President Bush walks a dangerous path in North Korea

April 05, 2002|By Robert M. Hathaway

WASHINGTON -- The pock-marked dirt road leading to North Korea's nuclear facilities at Yongbyon provides a fitting metaphor for that impoverished nation's efforts to develop a nuclear arsenal more appropriate for a superpower than a desperately poor country.

But in the wake of the recent decision by the Bush administration not to certify North Korean compliance with a 1994 nuclear agreement, we should recall what Sept. 11 so tragically demonstrated -- that even adversaries with modest technological capabilities can inflict massive harm on the United States.

President Bush has not accused North Korea of violating the Agreed Framework, which has frozen Pyongyang's production of the plutonium needed to make nuclear weapons.

U.S. officials say merely that they do not have sufficient information to render an informed judgment.

But since CIA Director George J. Tenet testified March 19 that North Korea is complying with the accord, it is difficult to avoid the conclusion that Mr. Bush's decision is designed primarily as a sop to hard-liners within the administration and Congress who have never liked the Agreed Framework.

To be sure, there are reasons for genuine concern about the future of the Agreed Framework. Under the terms of the agreement, the North, before receiving any nuclear components for the two reactors being built as part of the accord, is obligated to satisfy the international community regarding its nuclear activities before 1994. Even if Pyongyang fully cooperates in this task -- and no one expects it to do so -- this will take at least three years.

So in order to keep the Agreed Framework on track, the North must begin now to come clean on its past activities, even though it is not required to satisfy international monitors for several more years. If Pyongyang values the agreement, it should move immediately to facilitate the needed inspections.

The White House insists the United States is not walking away from the Agreed Framework. The president will use his waiver authority to continue providing Pyongyang with nearly $100 million of heavy fuel oil, per the terms of the agreement. The administration will continue to supply the North with large amounts of humanitarian food aid. It will continue its efforts to bring North Korea to the negotiating table.
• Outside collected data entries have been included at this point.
PR #786, opened 2023-10-09
fix: Remove slugify dependency

alexs-mparticle:
## Instructions

 ## Summary
 - Replace Dependency on `Slugify` without using any polyfills or JS functions that are incompatible with ES5.

 ## Testing Plan
 - Using a sample app, attempt to create a config with a data plan that does not conform to our Data Plan naming format.
 - Verify that this will be rejected via an error in the Dev Console.
 - Verify that a data plan that is correct will send valid data to the live stream.

### Invalid Data Plan Slug
Screenshot 2023-10-09 at 4 20 57 PM

### Valid Data Plan Slug

Screenshot 2023-10-09 at 4 22 59 PM

 - Closes https://go.mparticle.com/work/SQDSDKS-4077

### DIFF
--- a/src/utils.ts
+++ b/src/utils.ts
@@ -203,7 +203,7 @@ const isString = (value: any): boolean => typeof value === 'string';
 const isNumber = (value: any): boolean => typeof value === 'number';
 const isFunction = (fn: any): boolean => typeof fn === 'function';
 
-const toSlug = (value: any): string =>
+const toDataPlanSlug = (value: any): string =>
     // Make sure we are only acting on strings or numbers
     isStringOrNumber(value)
         ? value
@@ -212,7 +212,7 @@ const toSlug = (value: any): string =>
               .replace(/[^0-9a-zA-Z]+/g, '_')
         : '';
 
-const isDataPlanSlug = (str: string): boolean => str === toSlug(str);
+const isDataPlanSlug = (str: string): boolean => str === toDataPlanSlug(str);
 
 const isStringOrNumber = (value: any): boolean =>
     isString(value) || isNumber(value);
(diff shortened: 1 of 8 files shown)


alexs-mparticle:
Closing and reopening to re-run checks

src/utils.ts
```diff
@@ -204,9 +203,16 @@ const isString = (value: any): boolean => typeof value === 'string';
 const isNumber = (value: any): boolean => typeof value === 'number';
 const isFunction = (fn: any): boolean => typeof fn === 'function';
 
-// TODO: Refactor this to a regex
-const isDataPlanSlug = (str: string): boolean =>
-    isString(str) && str === slugify(str);
+const toSlug = (value: any): string =>
```
rmi22186, line 206: Technically these are not slugs, because slugs can have hyphens.  I think we should really call this something more specific to our purposes:

```suggestion
const toDataPlanId = (value: any): string =>
```

src/utils.ts
```diff
@@ -204,9 +203,16 @@ const isString = (value: any): boolean => typeof value === 'string';
...
+    // Make sure we are only acting on strings or numbers
+    isStringOrNumber(value)
+        ? value
+              .toString()
+              .toLowerCase()
+              .replace(/[^0-9a-zA-Z]+/g, '_')
+        : '';
+
+const isDataPlanSlug = (str: string): boolean => str === toSlug(str);
```
rmi22186, line 215:
```suggestion
const isDataPlanId = (str: string): boolean => str === toDataPlanId(str);
```

rmi22186 (changes requested):
This looks good overall. I think just renaming it would make most sense since a slug can be hyphenated

rmi22186 (changes requested):
I'd recommend also removing slugify from package.json, doing an npm install, and also commiting the package-lock.json

rmi22186 (approved):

Nonetheless, the president's refusal to certify compliance in the absence of evidence to the contrary is dangerous.

Coming on top of Mr. Bush's "axis of evil" talk and reports about Pentagon nuclear targeting of North Korea, it will further convince Pyongyang of U.S. hostility. It will give new ammunition to those in Pyongyang who argue that the United States is not serious about negotiations. It will strengthen those North Koreans who maintain that by freezing its plutonium production, the North has prematurely given up its trump card. It could lead Pyongyang to abandon its self-imposed moratorium on missile tests. It will further dismay U.S. friends in the region, especially our South Korean ally.
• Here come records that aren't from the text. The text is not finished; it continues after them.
PR #787, opened 2023-10-12
docs: Update broken links in comments

rmi22186:
## Instructions

 ## Summary
/developers/sdk/javascript was changed to /developers/sdk/web and this link update was missed in this file.

Note that http://docs.mparticle.com/developers/sdk/javascript/event-tracking#event-type does not work, but https://docs.mparticle.com/developers/sdk/web/event-tracking/#event-type does.

 ## Testing Plan
Tested link

 - Closes https://go.mparticle.com/work/SQDSDKS-5865


einsteinx2 (approved):
lgtm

During his recent visit to Seoul, Mr. Bush went out of his way to endorse the engagement policy of South Korean President Kim Dae Jung. South Koreans, however, believe that progress in North-South relations will be impossible until U.S.-North Korean ties get back on track. Mr. Bush's latest action undercuts President Kim and has created new unhappiness in Seoul, notwithstanding Mr. Bush's professed desire to strengthen U.S. ties with the South.

If the Bush administration believes the North is violating the Agreed Framework, it should say so. But lacking this evidence, it should avoid steps that will almost certainly harm important U.S. interests in East Asia and might lead North Korea to do something truly dangerous.
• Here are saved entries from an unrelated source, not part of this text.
PR #792, opened 2023-10-19
fix: Respect sideloaded kit filter dictionaries

rmi22186:
## Instructions

 ## Summary
Filtered dictionaries were added after supporting side loaded kits.  However, after I added the filtered dictionaries support to the sideloaded kit class, I never included it when configuring the kits in the initialization flow, so all events were sent regardless of what filters were added.  This fixes that.

 ## Testing Plan
Added local tests, tested in a local app.

 - Closes https://go.mparticle.com/work/SQDSDKS-5893

### DIFF
--- a/src/forwarders.js
+++ b/src/forwarders.js
@@ -629,61 +629,47 @@ export default function Forwarders(mpInstance, kitBlocker) {
         }
     };
 
-    // Sideloaded kits are not configured in the UI and do not have kit configurations
-    // They are automatically added to active forwarders.
+    // Unlike UI enabled kits, sideloaded kits are always added to active forwarders.
 
-    // TODO: Sideloading kits currently requires the use of a register method
+    // TODO: Sideloading kits currently require the use of a register method
     // which requires an object on which to be registered.
-    // In the future, when all kits are moved to the config rather than
+    // In the future, when all kits are moved to the mpConfig rather than
     // there being a separate process for MP configured kits and
     // sideloaded kits, this will need to be refactored.
-    this.processSideloadedKits = function(config) {
+    this.processSideloadedKits = function(mpConfig) {
         try {
-            if (Array.isArray(config.sideloadedKits)) {
-                const sideloadedKits = { kits: {} };
-                // First register each kit's constructor onto sideloadedKits,
-                // which is typed { kits: Dictionary<constructor> }.
-                // The constructors are keyed by the name of the kit.
-                config.sideloadedKits.forEach(function(sideloadedKit) {
+            if (Array.isArray(mpConfig.sideloadedKits)) {
+                const registeredSideloadedKits = { kits: {} };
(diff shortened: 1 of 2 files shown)


src/forwarders.js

No one trusts Pyongyang. We would be foolish to take its claims of benign intent at face value. But trust has nothing to do with the Agreed Framework. The accord provides for continuous on-the-ground inspections by international monitors.

We should be careful not to pursue policies that would encourage North Korea to expel these inspectors or to take other actions that would undermine the Agreed Framework. It remains in America's interest that the 19th century road leading to Yongbyon not carry vehicles containing the 21st century's deadliest weaponry.

Robert M. Hathaway is director of the Asia Program at the Woodrow Wilson International Center for Scholars in Washington.